Important conceptual changes include the ITAR formally adopting the “deemed export” concept previously only found in the EAR regulations. In practice the ITAR had long regulated technology transfers to foreign nationals; however, for purposes of deemed exports under the ITAR, DDTC will continue to review all citizenships of foreign employees, whereas BIS will only look at the last country of residence or citizenship.

For in-country transfers that occur outside of the United States, both the EAR and the ITAR have been modified to clarify that an in-country transfer may require additional authorization if there is a change in end user or end-use in the same foreign country.

In the context of cloud computing, the BIS rule provides a carve-out from the “export” definition for certain unclassified technology or software that is secured using end-to-end encryption.
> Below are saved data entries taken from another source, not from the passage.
Issue #684, opened 2015-09-25
Collection/Table view changes should be sorted


Adlai-Holler:
`UITableView` and `UICollectionView` allow you to make changes in any order during batch updates. When `endUpdates` is called, the changes are sorted and applied in a safe order. The ASDK versions don't, so if your changes (say, from an `NSFetchedResultsController`) aren't submitted in a specific order, you'll get an index-out-of-bounds crash sooner or later.

Here's the order changes must be applied in, so we should update `ASDataController` to accommodate this:

1. Updated/reloaded items
1. Deleted items, descending order
1. Deleted sections, descending order
1. Inserted sections, ascending order
1. Inserted items, ascending order

EDIT: Oh and moves are tricky. Best bet is to break them up into delete/insert, because the `fromIndexPath` is pre-update while the `toIndexPath` is post-update. So tell the `UITableView` about the move whenever you want, but update the array by breaking the move into two operations that'll get sorted separately.

smyrgl:
This has been a seriously problem for my app and I'm not sure your ordering changes are entirely correct (I suspect it is the moves that are causing the problem as I tend to have a lot of these) but I'm trying to make your workaround function and I'll update if I can point to specific steps that are failing.

smyrgl:
Wait one thing about your solution is confusing to me.  

> So tell the UITableView about the move whenever you want, but update the array by breaking the move into two operations that'll get sorted separately.

So in UITableView you update your backing datastore (I assume that's what you mean by array) before you start telling the table view about the batch updates.  Are you suggesting that you sort the changes and then update a backing datastore incrementally as the batch updates are occurring (using the lock/unlock calls on the ASTableViewDatasource to ensure consistency)?  I could try that but it would require adding a storage object which mirrors what the table view state is at any given time.

Adlai-Holler:
Thanks for engaging on this @smyrgl! As a _user_ of ASDK, there's currently no safe way to do moves intermingled with other changes in a batch update. This is because `ASTableView` immediately applies both the delete and insert for the move, which is unsafe. **This is a pretty major problem.**

For example, say you have 1 section with 7 items `ABCDEFG`. You want to do a batch update with `(move 5 to 1), (insert X at 0)`, so you expect the end result to be `XFABCDEG`.
If you tell ASTableView about the changes in that order you'll end up with `XAFBCDEG` which is wrong. If you tell ASTableView about the changes in reverse order you'll end up with `XEABCDFG`

[...]

PR #693, opened 2015-09-29
Data Controller Batch Change Sorting

Adlai-Holler:
:warning: Not ready to merge :warning: 

I may be way off in the woods here, so I'm looking for comments on the general direction before I continue to testing and refining. Don't hold back!

- Create a new `_ASHierarchyChangeSet` class that stores and processes changes. The intention here is, you submit your changes with their animation options in arbitrary order, and when you're done it generates sorted changes, coalesced by animationOptions. This way we have the minimum possible number of updates but still in a safe order for use by ASDataController.
- In ASDataController our enqueued edit command blocks are now `(_ASHierarchyChangeSet -> Void)`. During `endUpdates` we create a change set, run all the blocks to load it up with data, then call `markCompleted` so the changeset does its logic, then we do `accessDataSourceWithBlock` and go through the sorted, coalesced changes, applying them using the same code that we USED to use in the edit command block.

I copied & pasted the edit command code pretty directly, so I'm not sure if e.g. we can get rid of some of the `[editTransactionQueue waitUntilAllOperationsAreFinished]` or what the fastest safe behavior we can achieve there is.

@nguyenhuy @appleguy

### DIFF
--- a/AsyncDisplayKit.xcodeproj/project.pbxproj
+++ b/AsyncDisplayKit.xcodeproj/project.pbxproj
@@ -374,6 +374,10 @@
 		B350625D1B0111740018CF92 /* Photos.framework in Frameworks */ = {isa = PBXBuildFile; fileRef = 051943141A1575670030A7D0 /* Photos.framework */; };
 		B350625E1B0111780018CF92 /* AssetsLibrary.framework in Frameworks */ = {isa = PBXBuildFile; fileRef = 051943121A1575630030A7D0 /* AssetsLibrary.framework */; };
 		B350625F1B0111800018CF92 /* Foundation.framework in Frameworks */ = {isa = PBXBuildFile; fileRef = 058D09AF195D04C000B7D73C /* Foundation.framework */; };
+		CCE3AEC41BBB02DA00AFAB54 /* _ASHierarchyChangeSet.h in Headers */ = {isa = PBXBuildFile; fileRef = CCE3AEC21BBB02DA00AFAB54 /* _ASHierarchyChangeSet.h */; settings = {ASSET_TAGS = (); }; };
+		CCE3AEC51BBB02DA00AFAB54 /* _ASHierarchyChangeSet.h in Headers */ = {isa = PBXBuildFile; fileRef = CCE3AEC21BBB02DA00AFAB54 /* _ASHierarchyChangeSet.h */; settings = {ASSET_TAGS = (); }; };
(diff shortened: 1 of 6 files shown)


Adlai-Holler:
#684

nguyenhuy:
Great progress, @Adlai-Holler. Thanks a ton.

A quick look at the diff gives me the impression that there are just too many changes in ASDataController. That class is very... hot, mainly because it heavily deals with concurrency. Is there any way we can minimize the changes there? 

Not sure this is a good idea. What I'm having in mind is that ASDataController doesn't know about change set at all. Instead, there is a new subclass of ASDataController that intercepts edit calls during a transaction and put them to a change set. Then in endUpdates (of the subclass), it loops through the sorted change set and forward each edit call to ASDataController. That way, the new class encapsulates the knowledge about change set and ASDataController remains relatively untouched. What do you think?

appleguy:
This is really awesome, thanks so much @Adlai-Holler for your large-scale contributions!  I will review in detail this weekend.

Let me start by saying that I'm not afraid of a change that hugely changes ASDataController — obviously it would need to be rigorously tested, but let's face it, the class needs some upgrades.  The critical piece: we must get the architecture RIGHT.  It isn't worth the testing pain of a really big change if we can spot any difficult limitations of its structure that wouldn't be resolvable with later improvements moving in the same direction.

That said, it does seem likely that we could solve this problem with a more surgical change.  I'd buy it that this direction may be BETTER despite the higher initial risk, if we believe it results in code that is easier to debug, read, maintain, extend, or more performant — or any combination of a few of those.

@Adlai-Holler, what's your general philosophy on this?  @levi, @eanagel - interested to hear your thoughts.  Don't worry guys, I won't merge something like this without personally helping to test it heavily with stressful use cases in Pinterest and upgraded thrash testers, and I will also not merge something that breaks any client's app — so let's critique and brainstorm what the ideal architectural approach is before worrying about the risk of any given change.

Adlai-Holler:
@nguyenhuy I really dig your idea! It's a very natural way to implement this buffering/sorting.

@appleguy You pretty much said what I'd say, that size of change is less important than suitability of the architecture and that something as fiddly as this demands an insane amount of tests. 

As I look back on it, this PR is compromised – it goes too far for a newcomer to just drop in, but not far enough to justify it. I'll close it and create a new PR that has a better benefit:fear ratio. Sometime in the future we'll update the architecture together and I can discharge my obsession with this problem at that time. Cheers guys!

Issue #669, opened 2015-09-18
How to add a ASCollectionView header


duxinfeng:
Hi,I added a header in the following manner，but crash

error info:
*** Assertion failure in -[ASCollectionView setAsyncDataSource:]
AsyncDisplayKit/AsyncDisplayKit/ASCollectionView.mm:224

```
 _collectionView = [[ASCollectionView alloc] initWithFrame:CGRectZero collectionViewLayout:layout asyncDataFetching:YES];
    _collectionView.asyncDataSource = self;
    _collectionView.asyncDelegate = self;
    [_collectionView registerClass:[ToolsHeader class] forSupplementaryViewOfKind:UICollectionElementKindSectionHeader withReuseIdentifier:@"header"];
```
```
- (UICollectionReusableView *)collectionView:(UICollectionView *)collectionView viewForSupplementaryElementOfKind:(NSString *)kind atIndexPath:(NSIndexPath *)indexPath
{
    ToolsHeader *header = [_collectionView dequeueReusableSupplementaryViewOfKind:kind withReuseIdentifier:@"header" forIndexPath:indexPath];
    header.title.text = @"ABCD";
    return header;
}
```
Thank you for your answer！

appleguy:
Supplementary views aren't supported by ASCollectionView right now; there was an assertion added for this a while back that I believe is still in 1.2.3 and Master (if you have 1.2.2, it may not be there).

@levi has been working on implementing support for supplementary views, but also has a full-time job.  Levi, are there any updates in terms of the strategy and path from here to having support?

levi:
@appleguy, @duxinfeng: I have a pretty clear picture as where to head with adding supplementary view support for flow layouts. I'm currently sketching out additions to ASDataController specific to ASCollectionView. I'm planning to have a roughed-out data controller implementation in a couple of days and will put up a WIP pull request to begin community feedback and iteration.

appleguy:
Really great, thanks @levi for the update!  Can't wait to see, don't hesitate to share something super early even if the initial diff doesn't actually work with a real UI.  I'm very interested to start considering what would be necessary to go from that to a solution that supports non-flow layouts too (may not be feasible though, as we've discussed some...)

Issue #691, opened 2015-09-28
[ASCollectionView] Use UICollectionViewLayout invalidation events to relayout


levi:
Issue #690 brought up a good point I've been thinking about as I was putting together the supplementary view architecture briefly this weekend. The current data controller integration with ASCollectionView reiles upon layout invalidation from reloading/inserting/deleting/moving items or @nguyenhuy's new relayout items based upon the collection view's bounds changes. These behaviors closely model the specific implementation of a table view, but it's clear as we have begun to mature the behavior of our collection view most of the sizing events and values (namely constrainedSizeForNode:) have been built around the powerful Collection view layouts.

I've been doing a bit of research into the `invalidateLayout` and `invaldateLayoutWithContext:` methods. While the provided context is not as granular as I initially hoped, I believe these events are great candidates for us to use as hooks for relayout events in the collection view's data controller.

Moreover, as we query the collection view for constrained sizes I think we should start asking the collection view layout for specific values. This will move the layout (constrainedSizeForNode:) code we currently have in ASCollectionView into a separate place that is specific to the current collection view layout.

With that, a couple of solutions have come to mind:
1. Make ASDataController an abstract class that table view and collection view have concrete implementations of. This will give each view the ability to add custom behavior such as supplementary views for collection views and header/footer nodes for tables views.
2. Once that we have a concrete ASCollectionDataController with supplementary view support, the data controller interfaces with a strategy object that provides all the necessary answers to questions from the data controller about the current layout. For example, "how many supplementary views are in this section?", "what's the constrained size for this node?". This strategy is provided by the client of ASCollectionView and either set directly as a property on ASCollectionDataController or is composed in ASViewController and its values returned at specific points of the data controllers data source method (I'm leaning toward the latter). The default limitation would be a generic strategy for flow layouts.
3. We migrate ASCollectionView to start node invalidation and relayout on ‘invalidateLayout‘ events. I already have the proxying of invalidateLayout working in a branch, but it's beyond the scope of implementing supplementary views into ASCollectionView. This will allow us to support ‘itemSize‘ changes in a flow layout, for example, and respect the layout invalidation events that can at times use animation transitions to change the item's sizes. 
#1 and #2 is where I'm planning to go this week to get my branch building and running. I feel that it should be a flexible enough solution to test and also to continue composing as custom layout authors investigate using their layouts with supplementary views. #3 is where I'd like to start discussion, as it's a little more involved and not something I'm planning to do this week.

[...]

Issue #588, opened 2015-07-28
collectionView supplementary view crashes with version 1.2.3


wieseljonas:
Works fine with 1.2.2.

With 1.2.3 I get an error like so

   'UICollectionView is planned to support supplementary views by September 2015. You can work around this issue by using standard items.'

This is how I add the supplementary view:

this in 'viewDidLoad'

    let headerlayout = UICollectionViewFlowLayout()
        headerlayout.headerReferenceSize = CGSizeMake(self.view.frame.size.width, 238)
        collectionView.collectionViewLayout = headerlayout
        
        /* Register the header's nib */
        collectionView.registerNib(UINib(nibName: "ProfileHeaderView", bundle: nil), forSupplementaryViewOfKind: UICollectionElementKindSectionHeader, withReuseIdentifier: "ProfileHeaderView")

and this in the 'viewForSupplementaryElementOfKind'

    func collectionView(collectionView: UICollectionView!, viewForSupplementaryElementOfKind kind: String!, atIndexPath indexPath: NSIndexPath!) -> UICollectionReusableView! {
        if kind == UICollectionElementKindSectionHeader {
            let headerView = collectionView.dequeueReusableSupplementaryViewOfKind(kind,
                withReuseIdentifier:"ProfileHeaderView", forIndexPath: indexPath) as! ProfileHeaderView
            return headerView
            
        } else {
            return UICollectionReusableView()
        }
        
    }

appleguy:
@wieseljonas Thanks for reporting this.  I'm interested to hear that supplementary views have been working in your app with prior versions, as they have never been properly supported.

Have you seen any crashes in your app prior to this assertion being added in 1.2.3?  I'd be happy to remove it if it turns out there are some use cases that are working properly, even though other uses cases (especially those that edit the collection contents, such as loading more from the network) are not.

I do hope to properly implement supplementary view support in the next 2-4 weeks, and will roll a 1.2.4 that either removes this exception or adds proper support.

wieseljonas:
@appleguy Thanks frou your reply. No I didn't notice any issues prior to 1.2.3. I reverted to 1.2.2 for the moment.

I do manage to add network content to the supplementary view under 1.2.2.

Please not don't use a `ASNode` for these supplementary views but a classic `UICollectionReusableView`

levi:
[...]

PR #694, opened 2015-09-30
Add support for supplementary views in ASCollectionView

levi:
:+1: Ready for landing :+1:

This patch is a bit of a big one, but something I've needed for my own usage for some time now. What I'm introducing is an extensible addition to `ASCollectionView` and `ASDataController` that supports supplementary views in any `UICollectionViewLayout` (with a bit of custom implementation) and out-of-the-box support for node-backed supplementary views in `UICollectionViewFlowLayouts`.

The core concept of this patch's "extensibility" is the introduction of the `layoutDelegate` property on `ASCollectionView` that receives `ASCollectionViewLayoutInspecting` conforming objects. An implementation of this protocol provides insight into the behavior of a collection view layout such that the data controller can query the existence of supplementary views and their index paths, something that is control entirely by the collection view's layout.

`ASDataController` has been updated to allow subclasses to hook into editing events. Its internal `completedNodes` and `editingNodes` stores have been exposed as key-value structures, allowing subclasses to register non-item/row nodes managed by the data controller. `ASCollectionDataController` is the only subclass of the data controller for now, but shows how supplementary nodes of different kinds (node types) are registered in the completed and editing backing stores and manipulated through event hooks. The benefit here is the potential of extending the data controller to support collection view and table view behaviors independently (section header/footer nodes in ASTableView, perhaps?).

Moreover, I have moved sizing-specific delegate methods from `ASCollectionViewDelegate` to `ASCollectionViewDelegateFlowLayout`, bridging the ASDK API closer to the `UICollectionViewDelegateFlowLayout` original and making `ASCollectionView` more layout-independent. Anyone relying on `collectionView:layout:insetForSectionAtIndex:` will need to update their delegate to conform to this protocol.

-- Original body --

Might be best to read through #691 before skimming through this code, as I briefly outlined the direction I'm embarking on in that issue.

TODO:
- [x] Finish up abstracting some of the internal insert/update/delete behavior in `ASDataController` to be exposed in such a way that a subclass like `ASCollectionDataController` can insert its supplementary view measure/layout passes.
- [x] Get this running in a sample project and battle test the various issues that arise
- [x] Handle section insertion/update/deletion and item insertion/update/deletion from collection view
- [x] Write tests for flow layout inspector implementation
- [x] Implement initial data loading `ASCollectionDataController` hook
- [x] Update collection modifications to support main thread layout passes
- [x] Test stored element kinds in `ASCollectionView`
- [x] Audit public method naming for consistency

Would love feedback on this. I don't have much time during the week, but have been making this a priority nights/weekends so we can have this ready for 2.0 in November.

Fixes: #669, #588, #737


appleguy:
Fantastic, thanks @levi!  I'll review as soon as I can, likely this weekend.  I'm pretty sure others will have feedback sooner.

This direction only supports Flow Layouts, correct?  Any comments to share with the community here on findings re: the difficulty / infeasibility of supporting other types of layouts?  There is some talk at Pinterest of creating a "floating header" system that will work with all layouts, and not attempt to integrate with UICollectionViewLayout directly, instead providing more limited / specific functionality to handle the most common use of supplementary views (floating section headers).  This is not a top priority for us right now though, unclear if it would be attempted before the end of the year.

Adlai-Holler:
@levi This PR is awesome! Hoping to use `AAPLCollectionViewLayout` as well as flow layout with it. @appleguy The Pinterest folks might want to look at that layout, which is contained in some [awesome sample code](https://developer.apple.com/sample-code/wwdc/2015/downloads/Advanced-Collection-View.zip) since it supports pinned headers pretty much natively although there are a couple minor bugs in it.

levi:
Yo guys, my goal is to build this extensible enough that it could be customized for a custom collection view layout. I'm only building concrete support for flow layouts right now, but this can be changed by implementing a custom implementation of `ASCollectionViewLayoutInspecting` and setting it on the `ASCollectionView#layoutDelegate` property. The idea here is the inspector object gives insight to the data controller about the internal implementation of the layout so it can generate nodes correctly. If you check out `ASCollectionViewFlowLayoutInspector`, you can see the general heuristic implementation of an inspector for flow layouts. This is a good place to start for this patch.

appleguy:
@levi that sounds like a pretty awesome architectural approach!  Thanks for the details.  Can't wait to take a look.

levi:
Architectural decision for y'all:

I'm thinking of turning `_completedNodes` and `_editingNodes` into mutable dictionaries that store groups of nodes by a key. The default implementation of ASDataController will retain the same behavior that it does now, but write to a `ASRowNodesKey` key, (ie. `_completedNodes[ASRowNodesKey]`). The reason I'm thinking about this change is I need a place to store supplementary view nodes. Currently, I'm just duplicating a bunch of functionality that `ASDataController` already implements and I think a central store that subclasses can write to will provide flexibility moving forward—including header/footer section view support for a table view data controller subclass. With this change, I'm planning on exposing public versions of `_insertNodes:atIndexPaths:withAnimationOptions:` and its associated delete/section counterparts to support introspection into specific node groups. Something like: `insertNodes:ofKind:atIndexPaths:completion:` for subclasses to utilize on the backbone of our editing/completion transaction logic.

Thoughts?

appleguy:
@levi thanks for the continued work on this — really phenomenal!  My detailed review is coming later tonight.

Could you update the Carthage project for any new files you added?  It looks like the recently added test (a fourth build type on Travis) has started failing.

AsyncDisplayKit/ASCollectionView.h
```diff
@@ -342,18 +353,34 @@
...
  * https://developer.apple.com/library/ios/documentation/UIKit/Reference/UICollectionViewDelegateFlowLayout_protocol/index.html#//apple_ref/occ/intfm/UICollectionViewDelegateFlowLayout/collectionView:layout:insetForSectionAtIndex:
  *
  */
-- (UIEdgeInsets)collectionView:(UICollectionView *)collectionView layout:(UICollectionViewLayout *)collectionViewLayout insetForSectionAtIndex:(NSInteger)section;
+- (UIEdgeInsets)collectionView:(ASCollectionView *)collectionView layout:(UICollectionViewLayout *)collectionViewLayout insetForSectionAtIndex:(NSInteger)section;
+
+/**
+ * Asks the delegate for the size of the header in the specified section.
+ */
+- (CGSize)collectionView:(ASCollectionView *)collectionView layout:(UICollectionViewLayout *)collectionViewLayout referenceSizeForHeaderInSection:(NSInteger)section;
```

In order for the carve-out to apply, the encrypted technology cannot be intentionally stored in a country subject to a U.S. Arms Embargo or the Russian Federation. The DDTC rule contains no such exemption for encrypted data.

Both sets of regulations have clarified exemptions related to when foreign employees of U.S. companies or U.S. persons are permitted to receive technical data without a license when travelling abroad on a temporary assignment. To achieve this, BIS revised License Exception TMP, and DDTC revised its technical data exemption.

Both BIS and DDTC published final rules that harmonized the Destination Control Statement (“DCS”) required by each agency. Inclusion of a DCS in shipping documentation is required when exporting ITAR and EAR regulated items, resulting in multiple destination control statements being included within the bill of lading and commercial invoice. The new rules, which became effective November 15, 2016, address this problem by creating a single DCS with common language that can be used whether shipping items controlled by the ITAR or the EAR.

Exporters are only required to include the DCS on the commercial invoice. With respect to the shipment of EAR-controlled items, the ECCNs of 9×515 or “600 series” items must be included on the commercial invoice; a DCS is not required for EAR99 items.

For shipments of ITAR-controlled items, exporters must include the end-user, country of destination and license or other approval number or exemption citation on the commercial invoice.

When shipping both EAR and ITAR-controlled items in the same shipment, the State Department rule clarified that items subject to the EAR are not defense articles, even when exported under a license from DDTC. In order to differentiate the items being exported, the exporter must include the appropriate export classification (ECCN or USML Category) for each item on the commercial invoice.

Looking forward to 2017 and beyond, the harmonization effort removing some items from the USML (and ITAR jurisdiction) to the CCL (and BIS jurisdiction) will come as a potential blessing to exporters. The re-classification of some items may cause a temporary burden to small businesses as they seek commodity jurisdictions to see where they fall within the regulations, but the long term result should be beneficial in terms of relaxed export compliance. True export reform will not occur for most readers until USML Categories I, II and III are completed; however, at this juncture it seems unlikely that massive changes will be made to these categories.